ASSIGNMENT. Search the material for the word "would" and copy each line that holds it.

DATA FOR THIS EXERCISE.
========
PR #413, opened 2026-06-09
fix(tree-view): show issue details panel when clicking HTML tree nodes [IDE-2124]

nick-y-snyk:
### Description

Fixes [IDE-2124](https://snyksec.atlassian.net/browse/IDE-2124).

When `USE_HTML_TREE_VIEW` is enabled (default since IDE-1837), clicking an issue node in the HTML tree showed the default "Select an issue and start improving your project." placeholder instead of issue details.

**Root cause:** `selectTreeNode()` called `treeViewer.setSelection()` on the hidden `StackLayout` control — `TreeViewer` is behind the HTML tree `Browser`. SWT does not fire `ISelectionChangedListener` for `setSelection()` on a non-visible control, so `browserHandler.updateBrowserContent()` was never reached.

**Fix:** When HTML tree mode is active, find the `IssueTreeNode` directly and call `browserHandler.updateBrowserContent()` without routing through the hidden SWT tree's selection listener.

### Checklist

- [ ] Read and understood the [Code of Conduct](https://github.com/snyk/snyk-eclipse-plugin/blob/main/CODE_OF_CONDUCT.md) and [Contributing Guidelines](https://github.com/snyk/snyk-eclipse-plugin/blob/main/CONTRIBUTING.md).
- [x] Linted
- [ ] CHANGELOG.md updated

### Screenshots / GIFs

_Before: details panel shows placeholder on HTML tree node click. After: issue details render correctly._

[IDE-2124]: https://snyksec.atlassian.net/browse/IDE-2124?atlOrigin=eyJpIjoiNWRkNTljNzYxNjVmNDY3MDlhMDU5Y2ZhYzA5YTRkZjUiLCJwIjoiZ2l0aHViLWNvbS1KU1cifQ

### DIFF
--- a/plugin/src/main/java/io/snyk/eclipse/plugin/views/snyktoolview/SnykToolView.java
+++ b/plugin/src/main/java/io/snyk/eclipse/plugin/views/snyktoolview/SnykToolView.java
@@ -555,8 +555,11 @@ public class SnykToolView extends ViewPart implements ISnykToolView {
 			if (productNode != null) {
 				IssueTreeNode issueNode = findIssueTreeNode((TreeNode) productNode, issue.id());
 				if (issueNode != null) {
-					selectedNode = issueNode;
-					Display.getDefault().asyncExec(() -> browserHandler.updateBrowserContent(issueNode));
+					final IssueTreeNode finalNode = issueNode;
+					runOnDisplay(() -> {
+						selectedNode = finalNode;
+						browserHandler.updateBrowserContent(finalNode);
+					});
 				}
 			}
 			return;
@@ -580,18 +583,12 @@ public class SnykToolView extends ViewPart implements ISnykToolView {
 	}
 
 	private void selectTreenodeForIssue(TreeNode currentParent, Issue issue) {
-		for (Object child : currentParent.getChildren()) {
-			TreeNode childNode = (TreeNode) child;
+		IssueTreeNode node = findIssueTreeNode(currentParent, issue.id());
+		if (node != null) updateSelection(node);
+	}
 
-			if (childNode instanceof IssueTreeNode && ((IssueTreeNode) childNode).getIssue().id().equals(issue.id())) {
-				updateSelection((IssueTreeNode) childNode);
-				return; // Exit the function as we've found a match
-			}
-
-			if (childNode.getChildren() != null && childNode.getChildren().length != 0) {
-				selectTreenodeForIssue(childNode, issue);
-			}
-		}
+	protected void runOnDisplay(Runnable runnable) {
+		Display.getDefault().asyncExec(runnable);
 	}
 
 	private void updateSelection(IssueTreeNode issueTreeNode) {
--- a/plugin/src/main/java/io/snyk/eclipse/plugin/views/snyktoolview/SnykToolView.java
+++ b/plugin/src/main/java/io/snyk/eclipse/plugin/views/snyktoolview/SnykToolView.java
@@ -548,12 +548,15 @@ public class SnykToolView extends ViewPart implements ISnykToolView {
 			if (treeBrowserHandler != null) {
 				Display.getDefault().asyncExec(() -> treeBrowserHandler.selectNode(issue.id()));
 			}
-			// selectTreenodeForIssue triggers selectionChanged on the hidden SWT tree,
-			// which updates the detail browser panel via browserHandler.updateBrowserContent.
-			if (treeViewer != null) {
-				ProductTreeNode productNode = getProductNode(product, issue.filePath());
-				if (productNode != null) {
-					selectTreenodeForIssue((TreeNode) productNode, issue);
+			// treeViewer.setSelection on a hidden StackLayout control does not fire
+			// ISelectionChangedListener, so drive the detail panel update directly.
+			if (treeViewer == null) return;
+			ProductTreeNode productNode = getProductNode(product, issue.filePath());
+			if (productNode != null) {
+				IssueTreeNode issueNode = findIssueTreeNode((TreeNode) productNode, issue.id());
+				if (issueNode != null) {
+					selectedNode = issueNode;
+					Display.getDefault().asyncExec(() -> browserHandler.updateBrowserContent(issueNode));
 				}
 			}
 			return;
@@ -561,6 +564,19 @@ public class SnykToolView extends ViewPart implements ISnykToolView {
 		ProductTreeNode productNode = getProductNode(product, issue.filePath());
 		if (productNode == null) return;
 		selectTreenodeForIssue((TreeNode) productNode, issue);
+	}
+
+	private IssueTreeNode findIssueTreeNode(TreeNode parent, String issueId) {
+		if (parent == null || parent.getChildren() == null) return null;
+		for (Object child : parent.getChildren()) {
+			TreeNode node = (TreeNode) child;
+			if (node instanceof IssueTreeNode && ((IssueTreeNode) node).getIssue().id().equals(issueId)) {
+				return (IssueTreeNode) node;
+			}
+			IssueTreeNode found = findIssueTreeNode(node, issueId);
+			if (found != null) return found;
+		}
+		return null;
 	}
 
 	private void selectTreenodeForIssue(TreeNode currentParent, Issue issue) {
--- a/tests/src/test/java/io/snyk/eclipse/plugin/views/snyktoolview/SnykToolViewTest.java
+++ b/tests/src/test/java/io/snyk/eclipse/plugin/views/snyktoolview/SnykToolViewTest.java
@@ -2,10 +2,14 @@ package io.snyk.eclipse.plugin.views.snyktoolview;
 
 import static org.junit.jupiter.api.Assertions.assertDoesNotThrow;
 import static org.junit.jupiter.api.Assertions.assertEquals;
+import static org.mockito.Mockito.mock;
+import static org.mockito.Mockito.verify;
+import static org.mockito.Mockito.when;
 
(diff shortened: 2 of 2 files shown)


acke (approved):
## Orchestrated review (review-orchestrator)

**Verdict: APPROVE WITH NITS** — root-cause analysis is correct (SWT does not fire `ISelectionChangedListener` on a control hidden behind `StackLayout`) and the fix is minimal and targeted. Two nits worth landing before merge (off-UI-thread write to `selectedNode`, missing behavioral test for the new HTML path) and one optional cleanup (duplicate tree traversal). Inline comments cover each.

---
🤖 review-orchestrator (1 file, +22/−6 — skipped full 5-lens fan-out for size)

plugin/src/main/java/io/snyk/eclipse/plugin/views/snyktoolview/SnykToolView.java
```diff
@@ -548,12 +548,15 @@ public void selectTreeNode(Issue issue, String product) {
...
-				if (productNode != null) {
-					selectTreenodeForIssue((TreeNode) productNode, issue);
+			// treeViewer.setSelection on a hidden StackLayout control does not fire
+			// ISelectionChangedListener, so drive the detail panel update directly.
+			if (treeViewer == null) return;
+			ProductTreeNode productNode = getProductNode(product, issue.filePath());
+			if (productNode != null) {
+				IssueTreeNode issueNode = findIssueTreeNode((TreeNode) productNode, issue.id());
+				if (issueNode != null) {
+					selectedNode = issueNode;
```
acke: 🟡 **Medium**

**[SnykToolView.java:558]** `selectedNode = issueNode;` runs on the caller's thread. `selectTreeNode()` is invoked from `CompletableFuture.supplyAsync(...)` in `SnykExtendedLanguageClient.showDocument` (line 530) — a worker thread. Every other write to `selectedNode` happens on the UI thread inside `Display.asyncExec` (e.g. the selection listener at line 152). UI-thread readers (context-menu actions at lines 202, 247, 283) can now race on this non-volatile field with no happens-before. The asyncExec one line below already does the right thing for `browserHandler.updateBrowserContent` — just lift the assignment into it.

**Fix:**

```java
final IssueTreeNode finalNode = issueNode;
Display.getDefault().asyncExec(() -> {
    selectedNode = finalNode;
    browserHandler.updateBrowserContent(finalNode);
});
```

— AI review comment

plugin/src/main/java/io/snyk/eclipse/plugin/views/snyktoolview/SnykToolView.java
```diff
@@ -563,6 +566,19 @@ public void selectTreeNode(Issue issue, String product) {
 		selectTreenodeForIssue((TreeNode) productNode, issue);
 	}
 
+	private IssueTreeNode findIssueTreeNode(TreeNode parent, String issueId) {
```
acke, line 572: 🔵 **Low**

**[SnykToolView.java:569-580]** `findIssueTreeNode` duplicates the traversal already in `selectTreenodeForIssue` (lines 582-595). The new helper is actually the better-behaved variant — it returns the match and short-circuits. `selectTreenodeForIssue` has a latent bug where, after recursing into a child that contained a match, the outer loop keeps iterating siblings and can call `updateSelection` more than once. Collapsing the two removes the duplication and fixes the latent issue.

**Fix:**

```java
private void selectTreenodeForIssue(TreeNode currentParent, Issue issue) {
    IssueTreeNode node = findIssueTreeNode(currentParent, issue.id());
    if (node \!= null) updateSelection(node);
}
```

— AI review comment

acke:
🟡 **Medium**

**[PR checklist / tests/]** The PR checklist has "Tests added and all succeed" ticked, but the diff is one production file — no test in this PR covers the new behavior. The existing `SnykToolViewTest` only asserts `assertDoesNotThrow` in HTML-mode + null-handler paths; nothing verifies the actual fix — that `browserHandler.updateBrowserContent(issueNode)` fires when an issue is selected and the productNode resolves. This is the exact path that regressed; without a test, the next refactor can re-break it silently.

**Fix:**
Add a behavioral test in `SnykToolViewTest`: inject a `BrowserHandler` mock (via the same reflection seam used for `pendingHtml`), seed a `ProductTreeNode` containing an `IssueTreeNode` with a matching id, enable `USE_HTML_TREE_VIEW`, call `selectTreeNode(issue, product)`, and `verify(browserHandler).updateBrowserContent(...)`.

— AI review comment

plugin/src/main/java/io/snyk/eclipse/plugin/views/snyktoolview/SnykToolView.java
nick-y-snyk: Fixed — moved `selectedNode = issueNode` into the `runOnDisplay` (asyncExec) lambda so both the assignment and the browser update happen on the UI thread. Introduced a `protected runOnDisplay(Runnable)` seam to keep it testable without a live SWT Display.

plugin/src/main/java/io/snyk/eclipse/plugin/views/snyktoolview/SnykToolView.java
nick-y-snyk: Fixed — collapsed `selectTreenodeForIssue` to delegate to `findIssueTreeNode`, removing the duplicate traversal and the latent multi-call bug.

plugin/src/main/java/io/snyk/eclipse/plugin/views/snyktoolview/SnykToolView.java
```diff
@@ -548,12 +548,18 @@ public void selectTreeNode(Issue issue, String product) {
...
+			// ISelectionChangedListener, so drive the detail panel update directly.
+			if (treeViewer == null) return;
+			ProductTreeNode productNode = getProductNode(product, issue.filePath());
+			if (productNode != null) {
+				IssueTreeNode issueNode = findIssueTreeNode((TreeNode) productNode, issue.id());
+				if (issueNode != null) {
+					final IssueTreeNode finalNode = issueNode;
+					runOnDisplay(() -> {
+						selectedNode = finalNode;
+						browserHandler.updateBrowserContent(finalNode);
```
bastiandoetsch, line 561: **Should Fix:** `treeBrowserHandler` is null-checked before use (line 548), but `browserHandler` here is not. Both are assigned in `createPartControl`, so in normal lifecycle they're always non-null together — but the guard on `treeViewer != null` at line 553 doesn't transitively guarantee `browserHandler` is set (e.g. if `createPartControl` is interrupted, or in tests where `treeViewer` is injected via reflection before `browserHandler`). Add `if (browserHandler == null) return;` before this `runOnDisplay` block, mirroring the `treeBrowserHandler` guard pattern already present above. — AI review

plugin/src/main/java/io/snyk/eclipse/plugin/views/snyktoolview/SnykToolView.java
```diff
@@ -563,19 +569,26 @@ public void selectTreeNode(Issue issue, String product) {
...
 		}
+		return null;
+	}
+
+	private void selectTreenodeForIssue(TreeNode currentParent, Issue issue) {
+		IssueTreeNode node = findIssueTreeNode(currentParent, issue.id());
+		if (node != null) updateSelection(node);
+	}
+
+	protected void runOnDisplay(Runnable runnable) {
```
bastiandoetsch, line 590: **Suggestion:** Making `runOnDisplay` `protected` exposes a test seam as a subclassing extension point. A subclass overriding this to run synchronously on a non-UI thread would cause `SWTException: Invalid thread access` on all `Display`/`Browser` calls inside the lambda. Prefer making it `/* package-private */` (no modifier) or injecting a `Runnable` executor via a package-private setter used only by tests. — AI review

bastiandoetsch:
## AI Review Summary — snyk/snyk-eclipse-plugin #413

**Verdict: Changes Requested** — 1 Should Fix (inline), 1 Suggestion (inline), plus notes below.

### Should Fix
1. **`browserHandler` missing null-check** (`SnykToolView.java:561`) — `treeBrowserHandler` is null-guarded (line 548) but `browserHandler` is not before `browserHandler.updateBrowserContent(finalNode)`. Both are set in `createPartControl`, but the `treeViewer != null` guard at line 553 doesn't transitively guarantee `browserHandler` is set (interrupted init, test injection via reflection). Add a matching null-check. (inline comment posted)

2. **Threading concerns** (noted by acke's review): `findIssueTreeNode` and `selectedNode` writes — supporting acke's existing Medium findings. `selectedNode` should document its SWT-thread-confinement assumption; `findIssueTreeNode` should be called from inside the `runOnDisplay` lambda or from the UI thread only.

3. **CHANGELOG.md not updated** — PR checklist requires it; this is a user-facing bug fix (HTML tree is the default since IDE-1837).

### Suggestion
4. **`runOnDisplay` as `protected`** (`SnykToolView.java:590`) — exposes a test seam as a subclassing extension point; a subclass running this synchronously on a non-UI thread would cause `SWTException`. Prefer package-private or constructor-injected executor. (inline comment posted)

### Verified Correct
- **File-open not regressed** — `LSPEclipseUtils.open()` was already unreachable in HTML tree mode before this PR (`ISelectionChangedListener` never fired on the hidden StackLayout control). The new direct path is not a regression.
- **`findIssueTreeNode` return propagation** — correctly returns the first match and propagates through recursion. Old code discarded the recursive call's result; this is a real improvement.
- **CI clean** — Snyk scans: 0 issues in changed files.

— AI review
========
EXERCISE RESULT.
bastiandoetsch, line 590: **Suggestion:** Making `runOnDisplay` `protected` exposes a test seam as a subclassing extension point. A subclass overriding this to run synchronously on a non-UI thread would cause `SWTException: Invalid thread access` on all `Display`/`Browser` calls inside the lambda. Prefer making it `/* package-private */` (no modifier) or injecting a `Runnable` executor via a package-private setter used only by tests. — AI review
4. **`runOnDisplay` as `protected`** (`SnykToolView.java:590`) — exposes a test seam as a subclassing extension point; a subclass running this synchronously on a non-UI thread would cause `SWTException`. Prefer package-private or constructor-injected executor. (inline comment posted)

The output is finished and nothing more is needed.